Angela Merkel, the renowned German Chancellor was not the sole German high-profile official who may have been secretly spied upon by its allies as the Head of a German Federal Chancellery unit allegedly had his notebook tainted by the infamous Regin, an Internet based-espionage program supposed to be employed by the National Security Agency (NSA) of United States and its close intelligence aides, said cio.com on October 26, 2015.

The Federal prosecuting office of Germany has started a probe into the alleged breach, Der Spiegel, Germany's known news magazine reported lately. The Chancellery is said to be the federal body that works for Merkel's office.

Regin possesses more than 75 modules and is described as one of the most advanced malwares that have ever been identified by security experts. Its modules facilitate a wide-array of functions that include: password embezzling, capturing of network traffic and seizing of screenshots, recovering deleted files and also exfiltrated data.

The malware (referring to Regin) has been discovered in the networks of a wide range of business houses and organizations that includes government bodies, energy sector units, airlines, research organizations and even classified individuals.

The malware in discussion is nicknamed QWERTY, reportedly a plug-in, employed in the WarriorPride framework of the NSA.

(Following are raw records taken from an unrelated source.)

PR #2152, opened 2020-06-03
[SW-2284] Ensure that all requests to backend cluster go via leader node

jakubhava:


core/src/main/scala/ai/h2o/sparkling/backend/utils/H2OContextExtensions.scala
```diff
@@ -144,37 +144,35 @@ trait H2OContextExtensions extends RestCommunication with RestApiUtils with Shel
...
-    }
+  private def verifyWebOpen(conf: H2OConf): Unit = {
+    val endpoint = RestApiUtils.getClusterEndpoint(conf)
+    val verifyWebOpenV3 = RestApiUtils.query[VerifyWebOpenV3](endpoint, "/3/verifyWebOpen", conf)
+    val nodesWithoutWeb = verifyWebOpenV3.nodes_web_disabled
     if (nodesWithoutWeb.nonEmpty) {
-      throw new H2OClusterNotReachableException(
-        s"""
+      throw new H2OClusterNotReachableException(s"""
     The following worker nodes are not reachable, but belong to the cluster:
```
mn-mikke, line 153: Would't be possible to add information to the message that web endpoints of those nodes are disabled?

extensions/src/main/scala/ai/h2o/sparkling/extensions/rest/api/VerificationHandler.scala
```diff
@@ -0,0 +1,74 @@
...
+      nodesWithDisabledWeb.appendAll(mrt.nodesWithDisabledWeb)
+    }
+  }
+
+  class VerifyVersionMRTask(referencedVersion: String) extends MRTask[VerifyVersionMRTask] {
+    var nodesWithWrongVersion: util.HashMap[String, String] = new util.HashMap[String, String]()
+
+    override def setupLocal(): Unit = {
+      val currentVersion = H2O.ABV.projectVersion
+      if (referencedVersion != currentVersion && !referencedVersion.endsWith("-SNAPSHOT")) {
```
mn-mikke, line 63: it seems if `referencedVersion.endsWith("-SNAPSHOT")` holds true, we don't have execute MRTask and make REST call.

extensions/src/main/scala/ai/h2o/sparkling/extensions/rest/api/schema/VerifyVersionV3.java
```diff
@@ -0,0 +1,34 @@
...
+import water.api.API;
+import water.api.schemas3.RequestSchemaV3;
+
+public class VerifyVersionV3 extends RequestSchemaV3<Iced, VerifyVersionV3> {
+
+  @API(help = "Reference version to validate against", direction = API.Direction.INPUT)
+  public String referenced_version;
+
+  @API(help = "Nodes with wrong versions", direction = API.Direction.OUTPUT)
+  public String[] nodes_wrong_version;
```
mn-mikke, line 30: is there any chance to serialize and deserialize `nodes_wrong_version` and `versions` as a map?

extensions/src/main/scala/ai/h2o/sparkling/extensions/rest/api/VerificationHandler.scala
jakubhava: Good point!

extensions/src/main/scala/ai/h2o/sparkling/extensions/rest/api/schema/VerifyVersionV3.java
jakubhava: Originally I thought that H2O won't be able to serialize Map. I just verified in a local build that H2O can't serialize Map in V3 object. But to avoid passing the information separately I created a new V3 object storing the IP and version together.

core/src/main/scala/ai/h2o/sparkling/backend/utils/H2OContextExtensions.scala
```diff
@@ -113,10 +116,9 @@ trait H2OContextExtensions extends RestCommunication with RestApiUtils with Shel
   protected def getAndVerifyWorkerNodes(conf: H2OConf): Array[NodeDesc] = {
     try {
       lockCloud(conf)
-      val nodes = RestApiUtils.getNodes(conf)
-      verifyWebOpen(nodes, conf)
+      verifyWebOpen(conf)
```
mn-mikke, line 119: Isn't this check necessary only with manually deployed external backend?

jakubhava: Usually it is. But I can image really rare case where user would pass `disable_web` to `extraOptions` which then gets propagated to h2o start command

mn-mikke: ok

PR #2159, opened 2020-06-03
[SW-2287] Generate Python Parameter Classes

mn-mikke:


py/src/ai/h2o/sparkling/ml/params/H2OAutoMLParams.py
```diff
@@ -17,253 +17,20 @@
...
-    def setExploitationRatio(self, value):
-        return self._set(exploitationRatio=value)
+class H2OAutoMLParams(
+    H2OCommonParams,
+    H2OAutoMLBuildControlParams,
+    H2OAutoMLBuildModelsParams,
+    H2OAutoMLInputParams,
+    H2OAutoMLStoppingCriteriaParams,
+    HasMonotoneConstraints
+):
```
jakubhava, line 35: nit: `):` could be on previous line

py/src/ai/h2o/sparkling/ml/params/H2OCommonParams.py
```diff
@@ -61,42 +42,18 @@ class H2OCommonParams(H2OBaseMOJOParams):
...
-    def setFoldCol(self, value):
-        return self._set(foldCol=value)
-
-    def setWeightCol(self, value):
-        return self._set(weightCol=value)
-
     def setSplitRatio(self, value):
         return self._set(splitRatio=value)
 
-    def setSeed(self, value):
```
jakubhava, line 94: Method `setWithContributionsCol` is missing across the code, but I guess that is because this branch is not on top of master?

py/src/ai/h2o/sparkling/ml/params/H2OAutoMLParams.py
mn-mikke: python seems to be ok with the proposal, but Idea starts complaining: `PEP8: continuation line with same indent as next logical line` If this warning is unimportant, I can do it. WDYT?

jakubhava: Ah, cool. Didn't know about PEP8. Let's keep it as it is :)

py/src/ai/h2o/sparkling/ml/params/H2OCommonParams.py
mn-mikke: I've rebased to master.

mn-mikke:
@jakubhava Yes, I will generate algorithm classes in another PR.

py/src/ai/h2o/sparkling/ml/params/H2OCommonParams.py
mn-mikke: (see [line 92](https://github.com/h2oai/sparkling-water/pull/2159/files#diff-0c9f45aaa9f977bf9890ad82d269e9f8R92)

PR #2161, opened 2020-06-04
[SW-2252] Publish kubernetes docker images to docker hub

jakubhava:
@mn-mikke Finally ready to review.

The images are published as part of nightlies and as part of release. I have tested the upload to my personal docker account in both cases ( nightly & release)


ci/sparklingWaterPipeline.groovy
```diff
@@ -76,7 +76,9 @@ def withSharedSetup(sparkMajorVersion, config, code) {
                 checkout scm
                 config.commons = load 'ci/commons.groovy'
                 config.put("sparkVersion", getSparkVersion(config))
-
+                def kubernetesBoundaryVersionLine = readFile("gradle.properties").split("\n").find() { line -> line.startsWith('kubernetesSupportSinceSpark') }
```
mn-mikke, line 79: Haven't you already implemented reading such properties via a conversion to a map?

ci/sparklingWaterPipeline.groovy
```diff
@@ -359,6 +362,9 @@ def publishNightly() {
                         def path = getS3Path(config)
                         sh """
                             sed -i 's/^version=.*\$/version=${version}/' gradle.properties
+                            sed -i 's/^h2oMajorName=.*\$/h2oMajorName=${getH2OBranchMajorName()}/' gradle.properties
+                            sed -i 's/^h2oMajorVersion=.*\$/h2oMajorName=${getH2OBranchMajorVersion()}/' gradle.properties
```
mn-mikke, line 366: ditto

ci/sparklingWaterPipeline.groovy
```diff
@@ -382,4 +388,55 @@ def publishNightly() {
...
+def publishSparklingWaterDockerImage(String type, version, sparkMajorVersion) {
+    sh """
+        H2O_HOME=${env.WORKSPACE}/h2o-3 ./bin/build-kubernetes-images.sh ${type}
+        docker tag sparkling-water-${type}:${version} h2oai/sparkling-water-${type}:latest-nightly-${sparkMajorVersion}
+        docker push h2oai/sparkling-water-${type}:latest-nightly-${sparkMajorVersion}
+        docker rmi h2oai/sparkling-water-${type}:latest-nightly-${sparkMajorVersion}
+    """
+}
+
+def publishNightlyDockerImages() {
```
mn-mikke, line 400: This method seems to be very similar to https://github.com/h2oai/sparkling-water/pull/2161/files#diff-19c268ee1cd25cf26d1e8c79d4053ea0R388. Would be possible to share some logic?

ci/sparklingWaterPipeline.groovy
jakubhava: I have implemented it when I wrote ci/Jenkinsfile-kubernetes from scratch. There is still JIRA for doing that for release in tests pipeline. I prefer to do that separately

ci/sparklingWaterPipeline.groovy
jakubhava: Good catch!

ci/sparklingWaterPipeline.groovy
jakubhava: Good catch, done! 

I have however kept the method `publishDockerImage` in each file without sharing the logic as when I wrote it, there were too many conditions and switches between release & nightly. In that case, I think it is clearer to keep it separate

PR #2162, opened 2020-06-04
[SW-2290] Enable to Run Benchmarks from Local PC by Passing VPC and Subnet

mn-mikke:


benchmarks/run_benchmarks.sh
```diff
@@ -40,14 +53,13 @@ if [ -z "$run_local_internal" ]; then
     run_local_internal="true"
 fi
 
+
+
```
jakubhava, line 57: Nit: extra lines

PR #2164, opened 2020-06-05
[SW-2291] Generate Python Algorithm Classes

mn-mikke:
Generation of class for GridSearch and AutoML will come in a different PR.

When a new algorithm is added `__init__.py` files still have to be updated manually.


api-generation/src/main/scala/ai/h2o/sparkling/api/generation/Runner.scala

That link is supported by Edward Snowden's leaked documents and intricate technical analysis which also indicates Regin has connections to the notorious Stuxnet worm and other malwares like Flame and Duqu, besides the highly sophisticated 'Equation' cybercriminal group that has been in operation for around 15 years now and infected a large number of computers.

The present Chief of the Federal Chancellery is Peter Altmaier, heading the office for the past two years now. The Chancellery is accused of supporting Mrs. Merkel.

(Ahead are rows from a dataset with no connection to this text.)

PR #2165, opened 2020-06-08
[SW-2062] Verify that training frame has all columns constants using Spark instead of H2O error

jakubhava:
@mn-mikke promised this change a while ago. As you suggested, we can check the validity even before we start the training

### DIFF
--- a/ml/src/main/scala/ai/h2o/sparkling/ml/algos/H2OAlgoCommonUtils.scala
+++ b/ml/src/main/scala/ai/h2o/sparkling/ml/algos/H2OAlgoCommonUtils.scala
@@ -55,8 +55,8 @@ trait H2OAlgoCommonUtils extends EstimatorCommonUtils {
     val featureColumns = getFeaturesCols().map(sanitize).map(col)
 
     if (dataset.select(featureColumns: _*).distinct().count() == 1) {
-      throw new IllegalArgumentException(s"H2O could not use any of the specified feature" +
-        s" columns: '${getFeaturesCols().mkString(", ")}' because they are all constants. H2O ignores constant columns.")
+      throw new IllegalArgumentException(s"H2O could not use any of the specified features" +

Der Spiegel doesn't name the individual heading the Federal Chancellery when it was targeted but go on to stress that the compromise was unearthed in 2014.

A Spokeswoman of the federal prosecution office confirmed that there was a query relating to malware called Regin, however, she turned down other requests to affirm other details as released by the Spiegel report, published securityweek.com on October 24, 2015.